When matched is true and done is false, the next block gets executed. After execution, done is set to true. When matched and done are both true, no more blocks get executed for the remainder of the if statement.
以下是处理此问题的树解析器规则:
Here are the tree parser rules to handle this:
ifStat
@init { Evaluation eval = new Evaluation(); }
: ^(IF condition[eval]* defcond[eval]?)
;
condition [Evaluation eval]
: ^(CONDBLOCK exp {if ($exp.value) eval.matched = true;} evalblock[eval])
;
defcond [Evaluation eval]
: ^(DEFAULT {eval.matched = true;} evalblock[eval]) //force a match
;
evalblock [Evaluation eval]
: {eval.matched && !eval.done}? //Only do this when a condition is matched but not yet executed
block //call the execution code
{eval.done = true;} //evaluation is complete.

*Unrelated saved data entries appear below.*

PR #83, opened 2021-08-15
BitArray and BitSet data structures

MahanazAtiqullah:
The bit array data structure stores boolean values by reresenting them as the bits of an unsigned integer. This allows for a memory optimization and potentially a performance optimization for operations such as bitwise operations. The API works as though one is operating on an array of booleans. The bit set data structure utilizes the bit array as its storage, but has the API of a set, where it stores the indices of the true values.

### Checklist


Sources/BitArrayModule/BitSet/BitSetOperations.swift
```diff
@@ -0,0 +1,24 @@
...
+  
+  public func contains(_ member: Int) -> Bool {
+    
+    precondition(member >= 0, "Input must be a positive number")
+    if (member >= storage.count) {"[0, 3, 4, 6]"
+      return false
+    }
+    var set = Set<Int>()
+    set.union(set)
+    return storage[member]
```
NevinBR, line 21: What’s going on here? That `"[0, 3, 4, 6]"` seems out of place, and the `var set = Set<Int>()` part appears to be unnecessary.

Sources/BitArrayModule/BitSet/BitSetSetAlgebra.swift
```diff
@@ -0,0 +1,123 @@
...
+    } else {
+      for i in 0..<other.storage.storage.count {
+        self.storage.storage[i] ^= other.storage.storage[i]
+      }
+    }
+  }
+  
+  public static func == (lhs: BitSet, rhs: BitSet) -> Bool {
+    return (lhs.storage == rhs.storage)
+  }
```
NevinBR, line 121: It seems a bit odd to have an extension granting `Equatable` conformance, which contains so many other things besides just an implementation of the `==` operator.

Also, this implementation appears to be at best unintuitive, and perhaps outright incorrect, considering how element removal currently works:

```
let a: BitSet = []
var b = a
b.insert(100)
b.remove(100)
print(a == b)           // I would expect `true`, but I believe it is currently `false`
```

Sources/BitArrayModule/BitSet/BitSetOperations.swift
MahanazAtiqullah: Yes, they do not belong. They are tinkerings added later and not part of the implementation. They were merged accidentally and will be removed later.

Sources/BitArrayModule/BitSet/BitSetSetAlgebra.swift
MahanazAtiqullah: Yes, you pointed that out earlier in a comment. It will be corrected soon and I will answer that comment soon along with other comments

lorentey:
Merging to feature branch `feature/BitSet`.

lorentey:
@scott-d-bowen We do not monitor comments on closed PRs. If you're missing some functionality, please open a new issue to describe what you need.

PR #86, opened 2021-08-19
Stop depending on swift-collections-benchmark

lorentey:
Instead, move the benchmark suite into its own private nested package, under `Benchmarks/`.

The recommended way to build & run benchmarks is via the `Utils/run-benchmarks.sh` script, which continues to work as before with this change.

### Checklist


lorentey:
@swift-ci test

lorentey:
This will also need to be cherry-picked on the release/1.0 branch.

tomerd:
looks great.

is checking-in the resolved file intentional?

tomerd:
cc @neonichu @abertelrud

lorentey:
> is checking-in the resolved file intentional?

It is! I'd prefer if we ran the benchmarks using a consistent codebase, in as much as that's possible. (Not that I'd expect picking up a new argument parser would directly affect measurements -- but subtle function alignment changes within the CollectionsBenchmark module (such as when picking up a new version of a dependency) can measurably perturb benchmarks. The runner script tries to align modules on page boundaries, but this doesn't help if a function gets slightly offset within the module.)

(If this proves unnecessary, and/or having to manually update dependencies becomes too much of a chore, then we can always remove the lock later.)

lorentey:
There is no point in having the top-level resolved file though; I'll remove it.

lorentey:
@swift-ci test

abertelrud (approved):
Thanks!  This is much nicer for clients, I think.

PR #704, opened 2019-08-21
Lh/update typeahead

laholstege:


Keas.Mvc/package.json
```diff
@@ -14,7 +14,7 @@
     "log4javascript": "1.4.15",
     "moment": "2.24.0",
     "react": "16.9.0",
-    "react-bootstrap-typeahead": "3.2.4",
+    "react-bootstrap-typeahead": "^3.4.6",
```
srkirkland: @laholstege remove the ^ in there and just specify the exact version number.  Too often there is a weird issue otherwise.  Same with the `@types` version

PR #720, opened 2019-08-29
method for querying bigfix computers

srkirkland:


srkirkland:
@jSylvestre FYI this is totally blind, I couldn't run it because of certificate issues with the bigfix endpoint.

PR #721, opened 2019-08-29
Check nulls

jSylvestre:


jSylvestre:
@srkirkland I couldn't reproduce the error, so I just checked it all. For where we are using this in other places, if any of it is null, and exception is probably appropriate. For just the title, it wouldn't matter if we can find it or not

srkirkland:
@jSylvestre in that case i say we just kill this PR if we can reproduce

Issue #464, opened 2019-01-31
better error handling in react


laholstege:
since we removed generic alert, should have some way of notifying user of error

PR #747, opened 2019-09-11
Lh/workstation toasts

laholstege:
#464

### DIFF
--- a/Keas.Mvc/ClientApp/components/Workstations/RevokeWorkstation.tsx
+++ b/Keas.Mvc/ClientApp/components/Workstations/RevokeWorkstation.tsx
@@ -12,7 +12,7 @@ interface IProps {
 }
 
 interface IState {
-    loading: boolean;
+    submitting: boolean;
 }
 
 export default class RevokeWorkstation extends React.Component<IProps, IState> {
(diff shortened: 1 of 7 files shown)


Keas.Mvc/ClientApp/components/Workstations/RevokeWorkstation.tsx
```diff
@@ -68,7 +75,14 @@ export default class RevokeWorkstation extends React.Component<IProps, IState> {
         if (!this.props.selectedWorkstation) {
             return null;
         }
-        await this.props.revokeWorkstation(this.props.selectedWorkstation);
+        this.setState({ submitting: true });
+        try {
+            await this.props.revokeWorkstation(this.props.selectedWorkstation);
+        } catch (err) {
+            this.setState({ submitting: false });
```
srkirkland: So once you take out the default error log, are you going to come back here and add error toast for each case like this?

srkirkland: or should you add in toast fail/success notifications here?

laholstege: @srkirkland I do the toasts at the actual API call, so in `WorkstationContainer` in this case. then that throws an error that is caught in each modal, so that the modal doesn't close.

srkirkland: ah ok, yea that works too

PR #763, opened 2019-09-16
Lh/final toasts and errors

laholstege:
some small missed stuff + toasts when searching fails 
#764 is the only thing that needs toasts

### DIFF
--- a/Keas.Mvc/ClientApp/components/Access/AccessEditValues.tsx
+++ b/Keas.Mvc/ClientApp/components/Access/AccessEditValues.tsx
@@ -128,7 +128,11 @@ export default class AccessEditValues extends React.Component<IProps, {}> {
         const accessAssignment = this.props.selectedAccess.assignments.filter(
             x => x.personId === personId
         );
-        // TODO: add submitting state
-        await this.props.onRevoke(accessAssignment[0]);
+        try {
+            await this.props.onRevoke(accessAssignment[0]);
+        } catch (err) {
+            // TODO: add submitting state and handle
+            return;
+        }
     };
 }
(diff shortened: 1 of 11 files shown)


Keas.Mvc/ClientApp/components/Access/AccessEditValues.tsx
```diff
@@ -128,7 +128,11 @@ export default class AccessEditValues extends React.Component<IProps, {}> {
         const accessAssignment = this.props.selectedAccess.assignments.filter(
             x => x.personId === personId
         );
-        // TODO: add submitting state
-        await this.props.onRevoke(accessAssignment[0]);
+        try {
+            await this.props.onRevoke(accessAssignment[0]);
+        } catch (err) {
+            // TODO: add submitting state and handle
```
jSylvestre: @laholstege Just throw an alert in there for now?

Keas.Mvc/ClientApp/components/Access/SearchAccess.tsx
```diff
@@ -98,6 +90,24 @@ export default class SearchAccess extends React.Component<IProps, IState> {
...
 
+    private _onSearch = async (query: string) => {
+        this.setState({ isSearchLoading: true });
+        let accesses: IAccess[] = null;
+        try {
+            accesses = await this.context.fetch(
+                `/api/${this.context.team.slug}/access/search?q=${query}`
+            );
+        } catch (err) {
+            toast.error("Error searching accesses.");
```
jSylvestre: Don't think this can happen, but good to have.

Keas.Mvc/ClientApp/components/Access/AccessEditValues.tsx
laholstege: @jSylvestre it'll still have a toast, but eventually i want to clean assets up and this should have a submitting state

PR #767, opened 2019-09-16
Lh/handle deleting for details fetch

### LINKED ISSUE #766: handle fetching on details if asset has been deleted

laholstege:
closes #766

### DIFF
--- a/Keas.Mvc/ClientApp/components/Access/AccessContainer.tsx
+++ b/Keas.Mvc/ClientApp/components/Access/AccessContainer.tsx
@@ -383,8 +383,9 @@ export default class AccessContainer extends React.Component<IProps, IState> {
         }
     };
 
-    private _updateAccessFromDetails = (access: IAccess) => {
-        const index = this.state.accesses.findIndex(x => x.id === access.id);
+    private _updateAccessFromDetails = (access: IAccess, id?: number) => {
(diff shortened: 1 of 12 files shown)


Keas.Mvc/ClientApp/components/Access/AccessContainer.tsx
```diff
@@ -383,8 +383,9 @@ export default class AccessContainer extends React.Component<IProps, IState> {
         }
     };
 
-    private _updateAccessFromDetails = (access: IAccess) => {
-        const index = this.state.accesses.findIndex(x => x.id === access.id);
+    private _updateAccessFromDetails = (access: IAccess, id?: number) => {
```
srkirkland: Why this strategy of adding a new id param instead of just doing something like `const id = access?.id`?  Seems like it would tell you the same info

laholstege: @srkirkland it's because if what they're trying to look at has been deleted, `access` will be null. but i still want the id so i can update the state, so i send that separately

srkirkland: ooh so it's not the access.id really, it's the old deleted accessId that shows up there.  ok 🚢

| ^(CODEBLOCK .*) //read the code subgraph (nothing gets executed)
;
<小时>
这是我用来测试的语法和代码:
Here are the grammars and the code I used to test this:
grammar TreeEvaluator;
options {
output = AST;
}
tokens {
CONDBLOCK;
CODEBLOCK;
DEFAULT;
}
compilationUnit : condition+ EOF;
condition : cif elif* celse? -> ^(IF cif elif* celse?);
cif : IF expr block -> ^(CONDBLOCK expr block);
elif : ELIF expr block -> ^(CONDBLOCK expr block);
celse : ELSE block -> ^(DEFAULT block);
expr : ID EQ^ ID;
block : LCUR ID RCUR -> ^(CODEBLOCK ID);
IF : 'if';
ELIF: 'elif';
ELSE: 'else';
LCUR: '{';
RCUR: '}';
EQ : '==';
ID : ('a'..'z'|'A'..'Z')+;
WS : (' '|'\t'|'\f'|'\r'|'\n')+ {skip();};
AstTreeEvaluatorParser.g(树解析器)
tree grammar AstTreeEvaluatorParser;
options {
output = AST;
tokenVocab = TreeEvaluator;
ASTLabelType = CommonTree;
}
@members {
private static final class Evaluation {
boolean matched = false;
boolean done = false;
}
private java.util.HashMap<String, Integer> vars = new java.util.HashMap<String, Integer>();
public void addVar(String name, int value){
vars.put(name, value);
}
}
compilationUnit : ifStat+;
ifStat
@init { Evaluation eval = new Evaluation(); }
: ^(IF condition[eval]* defcond[eval]?)
;
condition [Evaluation eval]
: ^(CONDBLOCK exp {if ($exp.value) eval.matched = true;} evalblock[eval])
;
defcond [Evaluation eval]
: ^(DEFAULT {eval.matched = true;} evalblock[eval]) //force a match
;
evalblock [Evaluation eval]
: {eval.matched && !eval.done}? //Only do this when a condition is matched but not finished
block //call the execution code
{eval.done = true;} //evaluation is complete.
| ^(CODEBLOCK .*) //read the code node and continue without executing
;
block : ^(CODEBLOCK ID) {System.out.println("Executed " + $ID.getText());};
exp returns [boolean value]
: ^(EQ lhs=ID rhs=ID)
{$value = vars.get($lhs.getText()) == vars.get($rhs.getText());}
;
TreeEvaluatorTest.java(测试代码)
public class TreeEvaluatorTest {
public static void main(String[] args) throws Exception {
CharStream input = new ANTLRStringStream("if a == b {b} elif a == c {c} elif a == d {d} else {e}");
TreeEvaluatorLexer lexer = new TreeEvaluatorLexer(input);
CommonTokenStream tokens = new CommonTokenStream(lexer);
TreeEvaluatorParser parser = new TreeEvaluatorParser(tokens);
TreeEvaluatorParser.compilationUnit_return result = parser.compilationUnit();
if (lexer.getNumberOfSyntaxErrors() > 0 || parser.getNumberOfSyntaxErrors() > 0){
throw new Exception("Syntax Errors encountered!");
}
AstTreeEvaluatorParser tparser = new AstTreeEvaluatorParser(new CommonTreeNodeStream(result.getTree()));
tparser.addVar("a", 0);
tparser.addVar("b", 2);
tparser.addVar("c", 3);
tparser.addVar("d", 4);
AstTreeEvaluatorParser.compilationUnit_return tresult = tparser.compilationUnit();
}
}
测试代码评估if a == b {b} elif a == c {c} elif a == d {d} else {e}.如果计算 {} 之间的 id,则会打印它.所以如果 a == b 为真,那么 "Executed b" 将被打印出来.
The test code evaluates if a == b {b} elif a == c {c} elif a == d {d} else {e}. The id between the {}s is printed if it is evaluated. So if a == b is true, then "Executed b" will be printed.
通过调用tparser.addVar(...) 来分配变量值.在这种情况下,a 不等于任何其他变量,因此块 {e} 被评估.
Variable values are assigned by calling tparser.addVar(...). In this case, a doesn't equal any other variable, so block {e} is evaluated.
这篇关于评估同构 AST 中的 IF 子树的文章就介绍到这了,希望我们推荐的答案对大家有所帮助,也希望大家多多支持IT屋!